ANTWERP (Reuters) - Mining group Anglo American (AAL.L) has retained De Beers as a prize asset after a radical overhaul in the belief that surging Chinese and Indian demand for diamonds will outstrip dwindling supply even after a 2015 crunch.
The group, in which Anglo American has an 85 percent stake, has seen its market share fall from over 80 percent in the 1980s to about a third now, losing it control of supply and unleashing price volatility.
Its challenges are compounded by competition from synthetic diamonds and uncertain demand from customers in the “millennial” generation, aged roughly 18 to 34.
Anglo has cut the value of De Beers assets in its books each year since 2012, after it had paid $5.1 billion for a 40 percent stake.
But it remains the largest diamond producer by value ahead of Russia’s Alrosa (ALRS.MM), securing access to top mines through close ties to countries such as Namibia, with which signed a 10-year sales deal this week, and Botswana.
It repeatedly points to growing wealth in China and India drawing in ever more consumers while output gradually declines from 2020.
This is the basis of Anglo American’s case for retaining De Beers in a drastic overhaul. Bernstein Securities analyst Paul Gait says Anglo is seeking to make itself attractive to a buyer, although De Beers’ ties with states and joint ventures could make any sale complex.
“Most mining companies like diamonds,” he said. “The basic reason why they’ve not been able to get bigger diamond positions speaks to the fundamental attractiveness of the industry.”
SPECIAL “SIGHT” SALES
Anglo has steadily increased its disclosures on De Beers since its consolidation in 2012, with earlier annual report entries giving a broad overview of the business while the 2015 report offers greater detail on financials and its performance in different countries. It also now publishes the results of its periodic diamond sales.
Even so, diamonds are not traded on an open exchange and are vulnerable to consumer whim.
De Beers offers boxes of rough, or unpolished, diamonds to around 80 selected “sightholders” at sales known as “sights” -- but that cozy relationship loosened last year.

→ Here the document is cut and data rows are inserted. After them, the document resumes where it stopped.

PR #640, opened 2021-07-29
Add a default export to the jest-plugin

### LINKED ISSUE #638: [@sucrase/jest-plugin]: Jest: a transform must export something.
There's a demo repository which reproduces the error: https://github.com/steschwa/jest-sucrase-demo

## Setup

**package.json**
```json
{
  "devDependencies": {
    "@sucrase/jest-plugin": "^2.1.0",
    "jest": "^27.0.6"
  }
}
```

**jest.config.js**
```js
module.exports = {
  transform: {
    ".tsx?$": "@sucrase/jest-plugin"
  }
}
```

## Problem

After writing some tests and executing them with `yarn jest`, Jest exits almost immediately with 

> Jest: a transform must export something.

After digging around in the `@jest/transformer` and `jest-util` package i've found out that they require a `export default` for custom transformers: https://github.com/facebook/jest/blob/bc50e7f360ab1845abbaa0b3ad788caead0d3174/packages/jest-util/src/requireOrImportModule.ts#L21.

The problem with `@sucrase/jest-plugin` is, that the published file (`dist/index.js`) has a `{ __esModule: true }` which Jest reads in https://github.com/facebook/jest/blob/bc50e7f360ab1845abbaa0b3ad788caead0d3174/packages/jest-util/src/interopRequireDefault.ts#L10 and makes it think that there is a default export but obviously there's not.

## Possible Solution

A simple solution would be to change `export function process(...)` in https://github.com/alangpierce/sucrase/blob/main/integrations/jest-plugin/src/index.ts to `export default { process: function process(...) }`.

Not sure if thats the way to go but it is a quick & easy fix for the problem.

Would you like me to open a PR?

vpontis:
When I try to transform my Jest code with `sucrase`, I get the following error from Jest:

```
Jest: a transform must export something
```

It looks like this is because Jest now expects transformers to have a default export (I'm not sure when this changed).

I published a [test package](https://www.npmjs.com/package/@luma-team/sucrase-jest-plugin-test) and checked that this change works on my own codebase.

I don't expect this will break anything because it preserves the current exports.

Closes #638

### DIFF
--- a/integrations/jest-plugin/src/index.ts
+++ b/integrations/jest-plugin/src/index.ts
@@ -19,3 +19,5 @@ export function process(src: string, filename: string): string {
     return src;
   }
 }
+
+export default {process};


alangpierce (approved):
Thanks, and sorry for the delay! Looks like this was due to a breaking change with Jest 27, and I confirmed that Jest 26 still works fine with or without this change.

Global demand for diamond jewelry hit a high of $81 billion in 2014, but production jumped too, leaving the market flooded by 2015 just as Chinese retailers, such as Chow Tai Fook (1929.HK), stopped expanding.
“Sightholders couldn’t make a profit and they gradually started refusing,” said Christopher Gemerchak, editor of The Diamond Loupe in Antwerp, where largely Jewish and Indian dealers clustered on three traffic-free streets represent the heart of the global diamond trade.
De Beers sees subdued prices in 2016, but production is likely to peak in 2017 after two Canadian mines come on stream.
However, diamonds are only scarce if you ignore laboratory-grown stones. Used largely in cutting tools, their share of diamond gem sales, though just 2-3 percent now, is growing.
“Producers can say a million times that it’s not the same thing. That may have been so before, but it’s not true any more. It’s a diamond, full stop,” said Chaim Even-Zohar, editor of Diamond Intelligence, who believes synthetics will erode the power of producers.
Lab-grown diamonds, such as those made by California’s Diamond Foundry with Leonardo Di Caprio as a backer, typically trade at a modest discount to natural stones.
De Beers head of strategy, Gareth Mostyn, told Reuters De Beers was not ignoring the competition from synthetics but was clear on consumer preferences.
“If they have a choice between a diamond that was created three billion years ago by nature and one grown in a factory last week, customers want the real thing,” he said.
De Beers says some 75 million new Indian households will see their incomes rise to $5,000-$6,000 per year in the next decade, a level at which they may start buying diamonds.
However, it needs to persuade them and younger “millennial” shoppers in the United States, the largest market, to buy.
De Beers used to pump $150-$200 million a year into generic diamond marketing, telling consumers a diamond was forever and making them the must-have gem for engagements.
“The diamond sector cannot take the demand curve for granted,” said Anish Aggarwal, partner at consultancy Gemdax. Diamonds “are competing with holidays, gadgets, handbags, even cars” to tap the spending power of the millennials.
“There has been underinvestment in category advertising but the sector is working harder on this now,” he added.
Seven major producers banded together a year ago to promote natural stones, albeit with an initial budget of just $6 million. Now though the group plans to target the ‘millennials’ in Las Vegas in early June with a slogan to replace “diamonds are forever”.
Investec analyst Marc Elliott says diamond demand will logically grow as a late in the development cycle of economies such as China and India.
“Synthetics have a role to play... If they grow consumption in diamonds anywhere near what they did in other commodities, there won’t be nearly enough diamonds from the ground to support that demand.”